The final few episodes bring together the season’s drama in satisfying fashion.

Ironically, the show is at its best when Superman isn’t present at all. At one point, he escapes into the dimension from which Bizarro hails, and where another version of Ally is attempting to achieve the same world-merging goals. In the process, the ninth episode (the Ian Samoil-directed “30 Days and 30 Nights”) is allowed to slow down and focus entirely on the Smallville drama in Superman’s absence, but soon after, we’re yanked into the aforementioned alternate reality for some mind-numbing antics.

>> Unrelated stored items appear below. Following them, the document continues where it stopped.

Issue #1333, opened 2020-06-29
Image build process Freezes on `Taking snapshot of full filesystem...`


abhi1git:
**Actual behavior**
While building image using **gcr.io/kaniko-project/executor:debug** in **gitlab CI runner** hosted on **kubernetes** using helm chart the image build process freezes on **Taking snapshot of full filesystem...** for the time till the runner timeouts(1 hr)
This behaviour is intermittent as for the same project image build stage works sometimes

Issue arises in multistage as well as single stage Dockerfile.

**Expected behavior**
Image build should not freeze at `Taking snapshot of full filesystem...` and should be successful everytime.

**To Reproduce**
As the behaviour is intermittent not sure how it can be reproduced
 
 | **Description** | **Yes/No** |
 |----------------|---------------|
 | Please check if this a new feature you are proposing        | <ul><li>- [ ] </li></ul>|
 | Please check if the build works in docker but not in kaniko | <ul><li>- [Yes ] </li></ul>| 
 | Please check if this error is seen when you use `--cache` flag | <ul><li>- [ ] </li></ul>|
 | Please check if your dockerfile is a multistage dockerfile | <ul><li>- [ ] </li></ul>| 
 
@tejal29

abhi1git:
Can you please elaborate snapshot for which filesystem is being taken while building image so that we can see if filesystem size is causing this issue. we are using kaniko to build images in gitlab cicd and runner is deployed on kubernetes using helm chart.
Preiously this issue used to arise randomly but all of our kaniko build image jobs get freeze on `Taking snapshot of full filesystem...`
@tejal29

tejal29:
@abhi1git can you try the newer snapshot modes `--snapshotMode=redo`?

tejal29:
@abhi1git please switch to using `--snapshotMode=redo`. See comments here https://github.com/GoogleContainerTools/kaniko/issues/1305#issuecomment-672752902

Kiddinglife:
**@abhi1git please switch to using --snapshotMode=redo. See comments here #1305 (comment)**
I suffered from the same issue and --snapshotMode=redo did not resolve the issue.

tejal29:
@Kiddinglife Can you provide your dockerfile or some stats on number of files in your repo?

leoschet:
I am experience this problem while building an image with less than a gb. Interesting that it fails silently. GitLab CI job will be marked as successfull but no image is actually pushed.

[...]

PR #2816, opened 2023-10-26
snapshotter: use syncfs system call

zhouhaibing089:
`sync` system call triggers a full page cache sync which may not always work, especially in kubernetes environment where it is very easy to be interfered by others. I have seen several cases where a broken nfs mount is blocking kaniko from doing its job.

With `syncfs`, it only writes cache back to disk for the current filesystem that is used by kaniko which is supposed to be more reliable.

Here is the details that I captured recently. From kaniko executor logs:

```console
/workspace # executor --no-push
INFO[0000] Retrieving image manifest ubuntu:22.04
INFO[0000] Retrieving image ubuntu:22.04 from registry index.docker.io
INFO[0001] Built cross stage deps: map[]
INFO[0001] Retrieving image manifest ubuntu:22.04
INFO[0001] Returning cached image manifest
INFO[0001] Executing 0 build triggers
INFO[0001] Building stage 'ubuntu:22.04' [idx: '0', base-idx: '-1']
INFO[0001] Unpacking rootfs as cmd RUN apt-get update requires it.
INFO[0003] RUN apt-get update
INFO[0003] Initializing snapshotter ...
INFO[0003] Taking snapshot of full filesystem...
```

It hangs there forever in `Taking snapshot of full filesystem` - see https://github.com/GoogleContainerTools/kaniko/issues/1333 as well.

I looked the stack of kaniko process and see this:

```console
root@<my-host-name>:/proc/180716/task# cat 182585/stack
[<0>] sync_inodes_sb+0x10b/0x2b0
[<0>] sync_inodes_one_sb+0x15/0x20
[<0>] iterate_supers+0xa0/0x100
[<0>] ksys_sync+0x42/0xb0
[<0>] __do_sys_sync+0xe/0x20
[<0>] do_syscall_64+0x59/0xc0
[<0>] entry_SYSCALL_64_after_hwframe+0x44/0xae
```

where `180716` is the pid of kaniko executor, and one of its subtask is waiting in `ksys_sync` forever.

At that point of time, running `sync` (command) on the host was also stuck forever. We further checked and then identified the system call was waiting for one of nfs mount to flush its superblock (but due to connectivity issues, it can't complete).

```console
root@<my-host-name>:/# dmesg -T | grep nfs
[Thu Oct 26 04:05:18 2023] FS-Cache: Netfs 'nfs' registered for caching
[Thu Oct 26 04:12:00 2023]  ? nfs_ctx_key_to_expire+0x69/0xf0 [nfs]
[Thu Oct 26 04:12:00 2023]  nfs_wb_all+0x28/0xf0 [nfs]
[Thu Oct 26 04:12:00 2023]  nfs4_file_flush+0x73/0xb0 [nfsv4]
[Thu Oct 26 04:12:28 2023] nfs: server <nfs-server-host-name> not responding, still trying
[Thu Oct 26 04:12:43 2023] nfs: server <nfs-server-host-name> not responding, still trying
[Thu Oct 26 04:14:00 2023]  ? nfs_ctx_key_to_expire+0x69/0xf0 [nfs]
[Thu Oct 26 04:14:00 2023]  nfs_wb_all+0x28/0xf0 [nfs]
[Thu Oct 26 04:14:00 2023]  nfs4_file_flush+0x73/0xb0 [nfsv4]
```

While this is technically not related to kaniko, but by switching to `syncfs` with fd from current directory, it is going to only sync the current file system which holds the provided fd, and this is not affected by external filesystems.

**Submitter Checklist**

review them:

**Reviewer Notes**

**Release Notes**

```
snapshotter: use syncfs system call rather than sync
```

### DIFF
--- a/pkg/snapshot/snapshot.go
+++ b/pkg/snapshot/snapshot.go
@@ -22,6 +22,7 @@ import (
 	"io/ioutil"
 	"os"
 	"path/filepath"
+	"runtime"
 	"sort"
 	"syscall"
 
@@ -31,6 +32,7 @@ import (
 	"github.com/GoogleContainerTools/kaniko/pkg/util"
 
 	"github.com/sirupsen/logrus"
+	"golang.org/x/sys/unix"
 )
 
 // For testing
@@ -155,7 +157,20 @@ func (s *Snapshotter) scanFullFilesystem() ([]string, []string, error) {
 	// for example the hashing function that determines if files are equal uses the mtime of the files,
 	// which can lag if sync is not called. Unfortunately there can still be lag if too much data needs
 	// to be flushed or the disk does its own caching/buffering.
-	syscall.Sync()
+	if runtime.GOOS == "linux" {
+		dir, err := os.Open(s.directory)
+		if err != nil {
+			return nil, nil, err
+		}
+		defer dir.Close()
+		_, _, errno := syscall.Syscall(unix.SYS_SYNCFS, dir.Fd(), 0, 0)
+		if errno != 0 {
+			return nil, nil, errno
+		}
+	} else {
+		// fallback to full page cache sync
+		syscall.Sync()
+	}
 
 	s.l.Snapshot()
 


pkg/snapshot/snapshot.go
```diff
@@ -155,7 +155,16 @@ func (s *Snapshotter) scanFullFilesystem() ([]string, []string, error) {
...
 	// which can lag if sync is not called. Unfortunately there can still be lag if too much data needs
 	// to be flushed or the disk does its own caching/buffering.
-	syscall.Sync()
+	dir, err := os.Open(s.directory)
+	if err != nil {
+		return nil, nil, err
+	}
+	defer dir.Close()
+	// 306 is the number for sys_syncfs
+	_, _, errno := syscall.Syscall(306, dir.Fd(), 0, 0)
```
aaron-prindle, line 164: nit: Can you add some OS related checks to ensure that this is only done for operating systems that support sys_syncfs.  Perhaps look at `runtime.GOOS` and only do the sys_syncfs logic for linux OS?  Admittedly kaniko is mostly run in a container on top of linux containerization but just for completeness/future-proofing this check might make sense

aaron-prindle:
Thanks for the PR here @zhouhaibing089, appreciate the fix!  Left one nit comment, once that is addressed we can get this merged

pkg/snapshot/snapshot.go
zhouhaibing089: Sounds good. Thanks for the suggestion.

zhouhaibing089: Ah, `306` is also amd64 specific. I think I can leverage golang.org/x/sys/unix.

aaron-prindle (approved):
LGTM!  Thanks @zhouhaibing089!

rayunstop:
great job, help a lot. Thanks.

Human villain Anderson skips about 15 dramatic beats in order to transform into a major threat, while the Bizarro planet — cube-shaped though it may be, like in the comics — is revealed to be pretty much like our own, only slightly red-tinted and with more Goth-inspired fashion. It’s a dour and deeply uninspired rendition of a quirky comic book concept — people whose physiology and morality are the “inverse” of ours in every way — leading, here, to the main cast playing versions of themselves who only differ because they have a bit more of a temper.

Despite this overarching premise flailing and eventually flatlining, the final few episodes bring together the season’s drama in satisfying fashion. The question of whether the Kents should be keeping their identities secret becomes a key point of dramatic tension — especially since it challenges the character’s central premise since 1938 — and it’s given enough room to unfold in the season’s back half, though it mainly works because Sarah and Lana are eventually roped up in this dilemma.

Season 2 may not be nearly as coherent as its predecessor, nor does it take the time to let many of the Kents’ emotional challenges breathe. However, its supporting cast — Navarrette, Chriqui, and Valdez — practically warp the series around themselves via their characters’ touching, complicated drama, until Superman & Lois becomes less a show about its title characters, and more about the regular, everyday people caught up in their orbits.